In recent years, pretrained models have been widely used in various fields, including natural language understanding, computer vision, and natural language generation. However, the performance of these language generation models is highly dependent on the model size and the dataset size. While larger models excel in some aspects, they cannot learn up-to-date knowledge and are relatively difficult to relearn. In this paper, we introduce EvoText, a novel training method that enhances the performance of any natural language generation model without requiring additional datasets during the entire training process (although a prior dataset is necessary for pretraining). EvoText employs two models: $G$, a text generation model, and $D$, a model that can determine whether the data generated by $G$ is legitimate. Initially, the fine-tuned $D$ model serves as the knowledge base. The text generated by $G$ is then input to $D$ to determine whether it is legitimate. Finally, $G$ is fine-tuned based on $D$'s output. EvoText enables the model to learn up-to-date knowledge through a self-escalation process that builds on a priori knowledge. When EvoText needs to learn something new, it simply fine-tunes the $D$ model. Our approach applies to autoregressive language modeling for all Transformer classes. With EvoText, eight models achieved stable improvements in seven natural language processing tasks without any changes to the model structure.
翻译:翻译后的摘要:
近年来,预训练模型已广泛应用于各个领域,包括自然语言理解、计算机视觉和自然语言生成。
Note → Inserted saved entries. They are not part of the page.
PR #93, opened 2023-05-04
:bug: check for socket file first

### LINKED ISSUE #92: Can we not E0503...os_error:"No such file or directory all the time?  Is it just me?
## Describe the bug

I get an error, but I don't think it's a real error.

E0503 17:25:08.082902000 140704599909184 chttp2_server.cc:1045]        UNKNOWN:No address added out of total 1 resolved for 'unix:///tmp/mmesh/grpc.sock' {created_time:"2023-05-03T17:25:08.082045-07:00", children:[UNKNOWN:Unable to configure socket {fd:6, created_time:"2023-05-03T17:25:08.080064-07:00", children:[UNKNOWN:No such file or directory {created_time:"2023-05-03T17:25:08.078961-07:00", errno:2, os_error:"No such file or directory", syscall:"bind"}]}]}

I'm looking for cleaner output for demo, but really logging this as a bug because bogus but serious looking error message can cause everybody that has trouble getting started to have to deal with triage of this one.

Unless it is just me.  Then what might I be doing wrong?

## Platform

- Interpreter version: 3.9
- Library version: 0.2.0

## Sample Code

from caikit.runtime import grpc_server
grpc_server.main()

## Expected behavior

Library users should not see bogus errors that look like real errors.  These get in the way every time someone has to troubleshoot something.

## Observed behavior

see above

joerunde:
Closes #92 

This checks if the socket path exists before trying to bind to it. Should reduce the amount of error logs when sockets aren't being used

### DIFF
--- a/caikit/runtime/grpc_server.py
+++ b/caikit/runtime/grpc_server.py
@@ -148,21 +148,24 @@ class RuntimeGRPCServer:
         health_pb2_grpc.add_HealthServicer_to_server(health_servicer, self.server)
 
         # Listen on a unix socket as well for model mesh.
-        try:
-            self.server.add_insecure_port(
-                f"unix://{self.config.runtime.unix_socket_path}"
-            )
-            log.info(
-                "<RUN10001011I>",
-                "Caikit Runtime is communicating through address: unix://%s",
-                self.config.runtime.unix_socket_path,
-            )
-        except RuntimeError:
-            log.info(
-                "<RUN10001100I>",
-                "Binding failed for: unix://%s",
-                self.config.runtime.unix_socket_path,
-            )
+        if self.config.runtime.unix_socket_path and os.path.exists(
+            self.config.runtime.unix_socket_path
+        ):
+            try:
+                self.server.add_insecure_port(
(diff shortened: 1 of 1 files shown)


evaline-ju (approved):
LGTM!

caikit/runtime/grpc_server.py
```diff
@@ -148,21 +148,24 @@ def __init__(
...
-                "Caikit Runtime is communicating through address: unix://%s",
-                self.config.runtime.unix_socket_path,
-            )
-        except RuntimeError:
-            log.info(
-                "<RUN10001100I>",
-                "Binding failed for: unix://%s",
-                self.config.runtime.unix_socket_path,
-            )
+        if self.config.runtime.unix_socket_path and os.path.exists(
```
markstur, line 151: I did a quick test by copying this change into my lib and it works, thanks!

I also looked a bit for possible None reference and this seems safe (self.config.runtime.port is used earlier).

markstur (approved):
LGTM thank you!

Not sure what my "Approve" button does here, but I'll try it.

PR #94, opened 2023-05-04
🐛 fix value checks

prashantgupta24:


caikit/core/toolkit/errors/error_handler.py
```diff
@@ -273,7 +273,7 @@ def type_check_all(self, log_code, *types, allow_none=False, **variables):
                         ),
                     )
 
-    def value_check(self, log_code, condition, *args, msg=""):
+    def value_check(self, log_code, condition, msg, *args):
```
prashantgupta24, line 276: I couldn't image a scenario in which msg is an empty string so removed the default value for it.

gabe-l-hart: I think the idea was if you just didn't want a message, you didn't need one

gabe-l-hart (approved):
It might be worth adding the default value for `msg` back in, but otherwise, this is a nice cleanup

prashantgupta24:
> It might be worth adding the default value for `msg` back in, but otherwise, this is a nice cleanup

Adding a default to the `msg` arg fails the linter - `keyword argument before variable positional arguments list in the definition of value_check function `

gabe-l-hart:
>Adding a default to the msg arg fails the linter - keyword argument before variable positional arguments list in the definition of value_check function 

Ah! that actually makes so much sense and explains why it was done the way it was 🤦. You _could_ accomplish this by not having a standalone `msg` arg and instead just taking `*args` and if it's length 1, it's a message, with anything in `args[1:]` taken as format expansions.

prashantgupta24:
> > Adding a default to the msg arg fails the linter - keyword argument before variable positional arguments list in the definition of value_check function
> 
> Ah! that actually makes so much sense and explains why it was done the way it was 🤦. You _could_ accomplish this by not having a standalone `msg` arg and instead just taking `*args` and if it's length 1, it's a message, with anything in `args[1:]` taken as format expansions.

Great idea, tried that out

caikit/core/toolkit/errors/error_handler.py
```diff
@@ -291,19 +291,25 @@ def value_check(self, log_code, condition, *args, msg=""):
...
+                format syntax by passing additional arguments.  This is the preferred method for
+                performing string interpolation on `msg` so that it is only done if an error
+                condition is encountered.
+
         """
         if not get_config().enable_error_checks:
             return
 
+        if len(args) == 1:
+            msg = "{}"
```
gabe-l-hart, line 308: I would thing this would look more like the following:

```py
if not condition:
    msg = (
        "" if not args else (
            args[0] if len(args) == 1 else args[0].format(args[1:])
        )
    )
```

This way, all the `if` conditions are only evaluated after the check on `condition`. Also, no extra formatting is done (even "empty" formatting is not free).

One advantage to the way you have it written is that `args[0]` could be something besides a string and it would be stringified by `msg.format`. Not sure that was intentional, though?

gabe-l-hart (commented):
One more thought about how `msg` and interpolation work

caikit/core/toolkit/errors/error_handler.py
prashantgupta24: Nope, wasn't my intention to stringify non-string params (do we need to?)

And yep incorporating all checks within the condition makes total sense!

prashantgupta24: Had to tweak the above code to `format(*args[1:])` for unpacking the args

prashantgupta24: Although this still fails if the user provides 2 args, neither of which are supposed to be strings.
```
bad_value = 1.1
self.error.value_check("<CCC>", 0.0 <= bad_value <= 1.0, bad_value, "<1.0")
```
results in an error since we try to format assuming `bad_value` as `msg`.

prashantgupta24: We can additionally check if the type of arg is `str` before trying to `.format` with it?

gabe-l-hart (approved):

PR #95, opened 2023-05-04
FixEnumDeref: When converting an Enum value to a serialized format, d…

gabe-l-hart:
…ereference it


joerunde (approved):
lpgtm, just needs fmt and lint?

PR #96, opened 2023-05-05
♻️ fix example, switch to DataObjectBase

prashantgupta24:
Switch to the new `DataObjectBase` for the `text-sentiment` example


evaline-ju (approved):
LGTM - thanks for updating!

但是,这些语言生成模型的性能高度依赖于模型大小和数据集大小。虽然较大的模型在某些方面表现出色,但它们无法学习最新知识,并且相对难以重新学习。在本文中,我们介绍了 EvoText,这是一种新的训练方法,可以提高任何自然语言生成模型的性能,而不需要在整个训练过程中使用额外的数据集(虽然预训练需要先前的数据集)。EvoText采用两个模型:$G$,文本生成模型,和 $D$,可以确定 $G$ 生成的数据是否合法的模型。最初,微调的 $D$ 模型作为知识库。然后,将 $G$ 生成的文本输入到 $D$ 中以确定其是否合法。最后,基于 $D$ 的输出对 $G$ 进行微调。EvoText 通过自我升级过程来构建先验知识,从而使模型学习最新知识。当 EvoText 需要学习新东西时,它只需微调 $D$ 模型即可。我们的方法适用于所有 Transformer 类的自回归语言建模。通过 EvoText,8 个模型在7个自然语言处理任务中实现了稳定的改进,而无需更改模型结构。